Today we’d like to introduce you to Kersey Caldwell.

Hi Kersey, thanks for sharing your story with us. To start, maybe you can tell our readers some of your backstories.
In 2012, I attended The Art Institute of Virginia Beach and studied 2D animation. I just knew I was going to work for Dreamworks or Illumination. Still, I realized my passion for drawing was not strong enough to pursue a career in drawing for life, so I spoke with my academic advisor. She suggested I get my degree in Photographic Imaging. I enjoyed taking pictures on my phone and doing, what are now very cringy, trendy edits to my images. Fast forward about 2.5 years, I got a job as a Nikon Sales Expert at Best Buy. They sent me to training in Scottsdale, AZ, to learn all about cameras, photography, and models from some of the top experts in photography. Shortly after I finished training, I shot my first wedding, and the floodgates opened. I was hooked on photography. One of my nearest and dearest friends Jenny McGregor and I started hosting photography meet-ups where creatives of all kinds could come together. Expand their brand while networking and creating amazing art with other creatives they may have or had not met before through social media or even knew in their area, and that’s how I built my brand and name.

We all face challenges, but looking back, would you describe it as a relatively smooth road?
It has not been smooth at all. This industry is all about thick skin and understanding it’s a dog-eat-dog world. We all want to be the most booked, the most noticed, the most respected, and along the way, you tend to compare yourself to those who you feel are “better” than you, so you doubt yourself; that’s what happened with me. I was constantly comparing myself to others which made me feel like I was stagnant; not only that soon as I became a full-time photographer, it became about keeping my business afloat. My time was all invested in my business, and I lost my relationship due to how busy I was and still am. It’s not an easy road; anyone who believes it’s an easy road must have the cheat code to this journey.

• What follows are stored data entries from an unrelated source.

PR #25, opened 2015-08-13
jensters patch on pqissl.cc

cavebeat:


chozabu:
I think we are better off with this patch than without?
Must admit - have not looked in detail - but if it stops RS from reading an invalid socket, that sounds good!

csoler:
I merged it manually to add some additional changes.

cavebeat:
https://github.com/RetroShare/RetroShare/commit/2e08dde32be689e33f755f944abcf12a3c223445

Thanks – so what else should our readers know about your work and what you’re currently focused on?
I am a photographer, no category, just a photographer. I mainly specialize in portrait photography; one of my claims to fame is that I don’t just capture a nice outfit or pose. I capture personality, which I self-proclaimed the name “The Personality Photographer” because I believe that to capture someone in a photo truly, they should see themselves on the inside and shine on the outside. That’s always key; everyone is photogenic. You have to step into their world instead of forcing them outside of it. The one thing I am most proud of is my meet-ups, Visual Artists Meet Up, aka VAMU. They truly opened my eyes to how creative this industry is, and seeing others find joy in being able to enter a haven and create freely is always so rewarding. Lastly, my energy and my personality set me apart from others. I’m the photographer on the dancer’s floor, dancing with the guest during weddings, putting the camera down, and talking to the toddler about themselves. I pride myself on being cordial with my clients enough that we have a sense of security that we can make the entire process smoother knowing we are all comfortable in each other’s spaces.

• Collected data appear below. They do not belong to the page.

PR #32, opened 2015-08-14
libresapi - Forums

chozabu:
the python test code:

```
print "FORUM"
r = requests.put("http://0.0.0.0:9090/api/v2/forums")
for f in r.json()['data']:
    if f['own']:
        print f
```

results in:

```
FORUM
{u'own': True, u'name': u'another test forum', u'visible_msg_count': u'0', u'pop': u'0', u'pgp_linked': False, u'group_status': u'0', u'parent_grp_id': u'00000000000000000000000000000000', u'author_id': u'6f312e1c10163d6261e02ada6067bbb9', u'id': u'720959e1d78edd39d8682c07fc5a8fe1', u'description': u'ignore me?'}
```

So, a webUI could now get a forum list :)

### DIFF
--- a/libresapi/src/api/ApiServer.cpp
+++ b/libresapi/src/api/ApiServer.cpp
@@ -225,6 +225,7 @@ public:
     ApiServerMainModules(ResourceRouter& router, StateTokenServer* sts, const RsPlugInInterfaces &ifaces):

The crisis has affected us all in different ways. How has it affected you, and any important lessons or epiphanies you can share with us?

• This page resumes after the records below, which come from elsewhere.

PR #37, opened 2015-08-18
friendlist import export

sehraf:
- export/import friend-list to/from a file 
- peers and groups are saved/loaded
- using QSettings
- unencrypted for manual editing
- (important) new functions have doxygen comments

_you can find the progress (unsquashed) here https://github.com/sehraf/RetroShare/commits/pr-friendlist_import_export_

### DIFF
--- a/retroshare-gui/src/gui/common/FriendList.cpp
+++ b/retroshare-gui/src/gui/common/FriendList.cpp
@@ -28,6 +28,7 @@
 #include <QDateTime>
 #include <QPainter>
 
+#include "rsserver/rsaccounts.h"
 #include "retroshare/rspeers.h"
 
 #include "GroupDefs.h"
@@ -126,6 +127,8 @@ FriendList::FriendList(QWidget *parent) :
     connect(ui->actionHideOfflineFriends, SIGNAL(triggered(bool)), this, SLOT(setHideUnconnected(bool)));
     connect(ui->actionShowState, SIGNAL(triggered(bool)), this, SLOT(setShowState(bool)));
     connect(ui->actionShowGroups, SIGNAL(triggered(bool)), this, SLOT(setShowGroups(bool)));
+    connect(ui->actionExportFriendlist, SIGNAL(triggered()), this, SLOT(exportFriendlistClicked()));
+    connect(ui->actionImportFriendlist, SIGNAL(triggered()), this, SLOT(importFriendlistClicked()));
 
     connect(ui->actionSortByName, SIGNAL(triggered()), this, SLOT(setSortByName()));
     connect(ui->actionSortByState, SIGNAL(triggered()), this, SLOT(setSortByState()));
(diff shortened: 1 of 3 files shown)


csoler:
This is a nice and useful feature. The only problem now IMHO is that the file format is quite hard to get with, especially if you want to add/remove info from it.
I suggest to make it an xml file. See how xml files are parsed in e.g. RsCollectionFile.cpp. It's quite easy to parse them using Qt.

sehraf:
I personally hate XML because it takes up a huge amount of space for storing little information. I agree though that QSettings isn't easy to read for a human. Another option would be JSON (the ExportImportPlugin and libresapi are using JSON).
Anyway when you want XML i'll change it.

csoler:
xml also has one big advantage: it's very easy to ensure backward
compatibility when you update the format with new fields.

sehraf:
same goes for QSettings and JSON ;) - anyway i'll update the code to use XML

csoler:
There's something weird in the base64 keys. They seem to contain "&#xa;" which is suspicious to me. Is that for the character end of line ? if so, just remove them before entering them in the file.

Another suggestion: use 
<root>
   <location=" [location name ] " certificate=" [cert base 64] " sslid=" [sslid ] "  pgpId=" [pgp id] " />
   ...
</root>

I mean, don't call "pubkey" the certificate. It's misleading.

I guess it'll be perfect in the next version -)

sehraf:
Do you have any example for " in the certificate? I cannot reproduce it (or i may misunderstand you). " is not a valid character for base64 so this shouldn't be happening . Or do you mixed up an empty location name?
I can't guarantee the next version to be perfect but i'll do my best :+1:

chozabu:
@sehraf I think cyril means there is a space ( ) not a double quotation mark (")?

csoler:
what I mean is that the base64 that is in the file is wrong because it contains html-encoded line feeds:

pubkey="CQEGAf8AAAJWmQENBFNDpiEBCADHJY3YpbaGt0n3yUxBr6fX6V2l9+lEFrx97mE9&#xa;fBesJRgRgxPJtuzU8DKb+v0tw...

See the "&#xa;' in the middle of the line?

csoler:
Oups! When I copy it, the github website converts it into a line feed. So what I meant by " " is 
" & # x a ; "   without the spaces.

csoler:
there's plenty of them in the base64 encoded lines of the xml file that is generated.

chozabu:
paste with 4 spaces at line start to use "code mode" and avoid markdown parsing

```
pubkey="CQEGAf8AAAJWmQENBFNDpiEBCADHJY3YpbaGt0n3yUxBr6fX6V2l9+lEFrx97mE9 fBesJRgRgxPJtuzU8DKb+v0tw.
+-=/
#&asd
#3
```

like that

The covid-19 pandemic taught me a valuable lesson, always have multiple ways to utilize your craft to generate more income that’s not face-to-face encounters if your business mainly surrounds those types of encounters. I started editing different creatives’ selfies for a fee to keep some income. Still, the pandemic also taught me that downtime is time to grow, whether learning a new skill, learning new business practice, or just researching and adding education to your mental. Those who took the quarantine time and truly sharpened their skills and mind are thriving right now, and it shows; always learn even when you can’t practice your craft due to a pandemic or other instances that harbors you from face-to-face encounters.